Bakura saw Malik's hesitation. Yet the feline human only hesitated to himself and purposefully moved into the right direction. The thief remembered Teana. A terrifying snake who worshipped Aphopis; the great serpent Ra fought every night to keep the world in peace. Teana, the black cobra.

He had met the cobra-woman, once, and wished he could forget all about her. About her eyes, a blue colour that chilled him to the core and didn't resemble the blue of Nut's body or the water of Nile. About her skin, black as a cobra and grey as a human. Grey like a corpse. She was the cause of much pain for Yugi, being the right hand of the false leader of their people.

Yes, Bakura wished he could forget she ever existed.

Malik suddenly made a sharp turn, and when Bakura couldn't quite follow the movement, he understood why. Soldiers, and Bakura couldn't move swiftly enough to avoid being spotted.

"THE THIEF KING BAKURA!" they hollered.

Named man swore under his breath.

"We'll get rid of them," Yugi whispered reassuringly in his arms.

"How can you be so sure?" Bakura asked, almost panicking when they left the safe shade of the trees and entered the village, where the ground was only patched with grass. If Malik hadn't kept running ahead in his first form, Bakura would have turned on his heels and return to the safer shade.

Malik purposefully ran towards a part of the village that was slightly removed. This was where the serpent people had lived.

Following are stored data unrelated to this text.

PR #13, opened 2016-11-30
Add last-update-time to the content items of an organisation

ikennaokpala:
[Trello card](https://trello.com/c/7swQPTrR/63-story-add-last-update-time-to-the-content-items-of-an-organisation)

## Description 
For every content item, content designers want to see the last time a
content item was updated for an organisation.

Here a new column/attribute (i.e `last_updated_at`) has been added to the content_item(s).

The `last_updated_at` attribute’s value is obtained via from the publishing api [1] via
the gds-api-adapters gem.

The gds-api-adapters gem provides access to the publishing_api endpoints

For obtaining the last time a piece of content_item was updated, this endpoint [1] is 
queried with the content_id supplied.

All organisation importer tests have been affected and a before hook introduced to
stub calls to get_content.

***NB:***

Kindly take note that publishing api can only be access via the dev VM [2]. 

[1] /v2/content/:content_id
[2] http://publishing-api.dev.gov.uk/v2/content/:content_id

PR #14, opened 2016-12-01
Show URL for a departments content item

ikennaokpala:
Related #13 

[Trello card](https://trello.com/c/SgGrXnx9/71-collect-url-for-a-departments-content)

## Description 

For each department’s content item, content designers want to visit the url of a
content item.

The link column/attribute has been added to the content_item(s).
This attribute’s value is obtained via this request to the search api.

A new method (i.e url) has been introduced that concatenates https://gov.uk and
the content item’s path.

This is then used to populate a Content URL column.

### DIFF
--- a/spec/models/content_item_spec.rb
+++ b/spec/models/content_item_spec.rb
@@ -2,4 +2,11 @@ require 'rails_helper'
 
 RSpec.describe ContentItem, type: :model do
   it { should belong_to(:organisation) }
+
+  describe '#url' do
+    it 'returns a url to a content item on gov.uk' do
+      content_item = build(:content_item, link: '/api/content/item/path/1')
+      expect(content_item.url).to eq('https://gov.uk/api/content/item/path/1')
+    end
+  end
 end
--- a/spec/models/importers/organisation_spec.rb
+++ b/spec/models/importers/organisation_spec.rb
@@ -31,28 +31,22 @@ RSpec.describe Importers::Organisation do
   end
 
   context 'Content Items' do
-    it 'imports all content items for the organisation' do
-      allow(HTTParty).to receive(:get).and_return(two_content_items_response)
-      Importers::Organisation.new('a-slug').run
-      organisation = Organisation.find_by(slug: 'a-slug')
+    before { allow(HTTParty).to receive(:get).and_return(two_content_items_response) }
+    let(:organisation) { Organisation.find_by(slug: 'a-slug') }
 
+    it 'imports all content items for the organisation' do
+      Importers::Organisation.new('a-slug').run
       expect(organisation.content_items.count).to eq(2)
     end
 
     it 'imports a `content_id` for every content item' do
-      allow(HTTParty).to receive(:get).and_return(two_content_items_response)
       Importers::Organisation.new('a-slug').run
-      organisation = Organisation.find_by(slug: 'a-slug')
-
       content_ids = organisation.content_items.pluck(:content_id)
       expect(content_ids).to eq(%w(content-id-1 content-id-2))
     end
 
     it 'imports a `link` for every content item' do
-      allow(HTTParty).to receive(:get).and_return(two_content_items_response)
       Importers::Organisation.new('a-slug').run
-      organisation = Organisation.find_by(slug: 'a-slug')
-
       links = organisation.content_items.pluck(:link)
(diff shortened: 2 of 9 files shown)


spec/models/importers/organisation_spec.rb
```diff
@@ -31,29 +31,22 @@
...
 
   context 'Content Items' do
-    it 'imports all content items for the organisation' do
+    before do
       allow(HTTParty).to receive(:get).and_return(two_content_items_response)
       Importers::Organisation.new('a-slug').run
-      organisation = Organisation.find_by(slug: 'a-slug')
-
-      expect(organisation.content_items.count).to eq(2)
+      @organisation = Organisation.find_by(slug: 'a-slug')
```
pmanrubia: 1. Duplication in the code that exercises the code is accepted if it increases readability. I think this is the case
2. It is also easier to add extra setup code for the test (if we use a before block we can't do it per test)

I would go with something like this:

```ruby
before { allow(HTTParty).to receive(:get).and_return(two_content_items_response) } 
let(:organisation) { organisation = Organisation.find_by(slug: 'a-slug') }

it 'imports a `content_id` for every content item' do
  Importers::Organisation.new('a-slug').run

  content_ids = organisation.content_items.pluck(:content_id)
  expect(content_ids).to eq(%w(content-id-1 content-id-2))
end
```

spec/views/content_items/index.html.erb_spec.rb
```diff
@@ -5,24 +5,31 @@
...
-    expect(rendered).to have_selector('table thead', text: 'Content Ids')
+    expect(rendered).to have_selector('table thead tr:first-child', text: 'Content Ids')
+    expect(rendered).to have_selector('table thead tr:nth(1)', text: 'Content URL')
   end
 
   it 'renders a row per Content Item' do
     render
 
-    expect(rendered).to have_selector('table tbody tr', count: 2)
+    expect(rendered).to have_selector('table tbody tr', count: 4)
```
pmanrubia: Why are we expecting to have 4 rows?

spec/views/content_items/index.html.erb_spec.rb
```diff
@@ -5,24 +5,31 @@
...
       render
 
-      expect(rendered).to have_selector('table tbody tr td', text: 'a-content-id')
+      expect(rendered).to have_selector('table tbody tr:first-child td', text: 'a-content-id')
+    end
+
+    it 'contains the content\'s url in the second column' do
+      render
+
+      expect(rendered).to have_selector('table tbody tr td:nth(1) a', text: 'https://gov.uk/content/item/path')
```
pmanrubia: This expectation is a bit hidden (we are testing a value that is hardcoded in the factory). It feels better to be explicit as per line 23.

spec/views/content_items/index.html.erb_spec.rb
ikennaokpala: This is meant be 4 rows.. becuase in the template I created an extra table row have.. I have changed it to only two table rows and 2 cells per row

spec/views/content_items/index.html.erb_spec.rb
ikennaokpala: Yeah, I see your point.. or we can generate like:

```ruby 
sequence(:link) { |index|  "/content/#{index}/path" }
```

This way it will be based on the index..  `build(:content_item)` `link` will be `/content/1/path`

spec/models/importers/organisation_spec.rb
ikennaokpala: I have updated the commits..

spec/models/content_item_spec.rb
```diff
@@ -2,4 +2,11 @@
 
 RSpec.describe ContentItem, type: :model do
   it { should belong_to(:organisation) }
+
+  describe '#url' do
+    it 'returns a url to a content item on gov.uk' do
+      content_item = build(:content_item)
```
pmanrubia: Sorry, Ikenna, would you mind being more explicit here?

ikennaokpala:
@pmanrubia thanks I have updated the link tests to reflect 

`content_item = build(:content_item, link: '/api/content/item/path/1')`

pmanrubia:
LGTM!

The people he feared. Teana's house was the centre, because she had been the strongest of them.

But when they arrived to her house the opening was blocked by soil.

With a wheezing breath Malik desperately started digging. He heard how Bakura came up behind him and how soldiers spotted them.

Jono appeared beside him, his bigger paws working faster than Malik's small ones. In mere seconds he had managed to dig into the house.

Bakura's head was spinning, his gaze moving from the approaching soldiers to the digging animals, panic squeezing his throat and he pressed Yugi's small body closer to his own.

"Come," Jono's stressed voice called out in a hushed whisper.

A second of hesitation, then Bakura threw Yugi into the opening before following himself.

"This way," Yugi announced as he moved into the darkness.

Bakura couldn't see well with the cheap light from the opening behind him, but he thought he saw the outline of Yugi disappear.

"What…?"

"No questions. Go," Malik prompted and pushed the thief in the direction Yugi had taken.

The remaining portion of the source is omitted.